Kāma_Sutta

Kāma Sutta 1 — On Sensual Pleasures

[408] If objects of sensual pleasure were always to come about for beings who desire them, then when a being desires something and obtains it, that being would indeed become filled with delight.

But if, while desiring and longing, those sensual pleasures fade and slip away, then that being is shattered — as though struck by an arrow.

Whoever avoids sensual pleasures as one would avoid the head of a venomous snake with one’s own hand, that person, mindful, crosses over craving in this world.

When a person delights excessively in sensual pleasures — farms, land, wealth, cattle, horses, servants, laborers, women, and kin — then feeble mental defilements gain power and overwhelm that person. Great dangers likewise assail such a one, and suffering follows the one overcome by dangers as water enters a house with broken walls.

Therefore one should be ever mindful and abstain from sensual pleasures. Having abandoned those pleasures, one crosses the flood — as a man, after bailing out a boat, reaches the far shore.

End of Kāma Sutta 1.

Short Pāli Glossary (concise · intensive)

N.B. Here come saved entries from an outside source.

Issue #3256, opened 2017-10-27
Commit d2943a5 prevents mumble client from receiving UDP audio on arch


matmemo:
I have built the current version of the mumble client (53c5a9172) with the mumble-git pkgbuild from the arch user repository.

Afterwards the client didn't play back any incoming audio, nor did it change the avatar symbols of others when they were speaking. My audiostream was still audible for others and I saw my avatar reacting to voice activation.

On IRC I was told to try the force TCP mode as a workaround, which did work.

  • kāma — sensual pleasures; sense-desire tied to the five senses.
  • vatthukāma — “sensual objects”; external sense-objects which stimulate craving.
  • taṇhā — craving; thirst that drives becoming and suffering.
  • ogha — flood; metaphor for overwhelming defilements that sweep beings along in saṃsāra.
  • kilesa — defilements of mind such as greed, aversion, and delusion.
  • sati — mindfulness; clear awareness that guards the mind.
  • pāra — the far shore; awakening, liberation from saṃsāra.